Bertini's in 1940's
The menu I am working with is from Bertini’s, which opened in 1943 and is currently still in operation. Bertini’s is located on 285 Canal Street in Salem, Massachusetts. On Bertini’s actual website there is some history regarding the place. Charles and Esther Bertini opened Bertini’s in 1943 with the idea that it was a family style business. To this day Bertini’s is still in the family as Charles and Esther’s grandson John runs it. The menu has many distinctive choices of food that indicate that it is an Italian-American restaurant. One of the main titles is in fact Italian dishes. The meals are Italian themed yet have American words, the only actual word deriving from Italy under the Italian dishes is marinara. I believe the menu uses English over Italian because it is located in Salem and during this time not many people in Salem were Italian speakers. There are other words like mushroom, clam, and shrimp which are also all English words. Mushroom is a big ingredient on the menu, which could mean they had a surplus of that ingredient or it was very cheap to purchase. There is a dessert dish called Spumoni, which is a layered Italian ice cream. Having a dessert like spumoni shows the restaurants true Italian roots even though many of the dishes do not reflect that.

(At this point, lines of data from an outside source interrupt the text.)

PR #1025, opened 2024-03-26
Developer test accounts support in `hs project dev`

adamawang:
## Description and Context

This PR adds developer test account support and creation within the `hs project dev` CLI command. 

If your default account is an app developer account ([supporting PR](https://github.com/HubSpot/hubspot-local-dev-lib/pull/118)), `hs project dev` will list all the developer test accounts associated with the app developer account. We perform some usage validation to enabled/disable the create option as shown in the screenshots below. Newly created developer test accounts will return a pre-generated PAK that we automatically save into the CLI config. 

The behavior of this flow is more or less matching the sandboxes flow with development sandboxes so it will be familiar to the end users who've used those before. 

@markhazlewood to confirm on some of the copy here, I pulled most of it out from the Figma you created a little while back. Also re: [standardized account names](https://git.hubteam.com/HubSpot/hubspot-cli-issues/issues/512), I added in `[app developer account]` as a label (screenshots below), but let me know if we'd want changes to these

I've also updated `hs accounts list` to show app developer accounts labeled as such, and have developer test accounts show as child accounts. 

Related PR in LDL: https://github.com/HubSpot/hubspot-local-dev-lib/pull/121

## Screenshots

Select developer test accounts belonging to the default account (app developer account)
Screenshot 2024-03-26 at 11 22 45

Disabled create option if user is at the limit of test portals (10)
Screenshot 2024-03-26 at 11 26 22

Ability to create new dev test accounts and go directly to deploying a project
Screenshot 2024-03-26 at 11 23 11

`hs accounts list` updates where app developer accounts are labeled, and dev test accounts are child portals
Screenshot 2024-03-26 at 12 12 01

If PAK does not have dev test account scopes, we'll see this error when attempting to create a new dev test account:
Screenshot 2024-03-27 at 15 45 25

If PAK has an error for both app developer or dev test account, auth errors are thrown: 
Screenshot 2024-03-27 at 15 47 49

## TODO

Next steps after this would be to link this up to the init flow where the CLI detects whether or not its a private vs public app. 

Once determined, if a user is in a production account (default account) and tries to run `hs project dev` in a public app project, we'd need to direct them to choose an app developer account as the default. 

Also as a follow up PR, I'll be making updates to `hs project clean` to handle cleaning up non-existing developer test accounts

## Who to Notify

@shannon-lichtenwalter


packages/cli/commands/project/dev.js
```diff
@@ -215,6 +232,62 @@ exports.handler = async options => {
     }
   }
 
+  if (createNewDeveloperTestAccount) {
+    let currentPortalCount = 0;
+    let maxTestPortals = 10;
```
adamawang, line 237: Default here should always be 10, but this will get overridden with whatever gets returned from BE which gets pulled from a config value

packages/cli/lang/en.lyaml
```diff
@@ -1065,10 +1066,12 @@ en:
       prompts:
         projectDevTargetAccountPrompt:
           createNewSandboxOption: "<Test on a new development sandbox>"
+          createNewDeveloperTestAccountOption: "<Test on a new developer test account>"
           chooseDefaultAccountOption: "<{{#bold}}\U00002757{{/bold}} Test on this production account {{#bold}}\U00002757{{/bold}}>"
-          promptMessage: "[--account] Choose a sandbox under {{ accountIdentifier }} to test with:"
+          promptMessage: "[--account] Choose a {{ accountType }} under {{ accountIdentifier }} to test with:"
           sandboxLimit: "Your account reached the limit of {{ limit }} development sandboxes"
           sandboxLimitWithSuggestion: "Your account reached the limit of {{ limit }} development sandboxes. Run {{ authCommand }} to add an existing one to the config."
+          developerTestAccountLimit: "Your account reached the limit of {{ limit }} developer test accounts."
```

From the prices and food choices we could date the menu circa 1945. The menu could also be classified as a static menu, which is the most common type of menu. A static menu is usually separated into groups such as appetizers, soups and salads, entrees, desserts, etc. There is a minimum of .25 cents per person, which indicates that it’s a sit down restaurant instead of a bar or pub because drinks here are around .15 cents. Being that the menu is so old, it is not geared towards marketing and there are no actual signs of marketing language. There are no hints of anything being healthy or authentic but simply a hearty meal that will fill you and your family at a good price. This menu does not offer a lot of choices, which gives the restaurant room to work with what they have. To list potatoes and vegetables they use Pot. And Veg., which makes you think what kind of potatoes and vegetables am I going to get? This type of menu is a menu where people do not expect much and are used to certain dishes and no what to expect. There are front-vowel words and back-vowel words present in my menu. A front-vowel word used in my menu was small when talking about “small sirloin steak” some back-vowel words were jumbo when used to describe a “Baked stuffed Jumbo shrimp platter” and “jumbo shrimp cacciatore en casserole.” I think the ideas and hopes of being a family restaurant came true and is reflectled through their successes.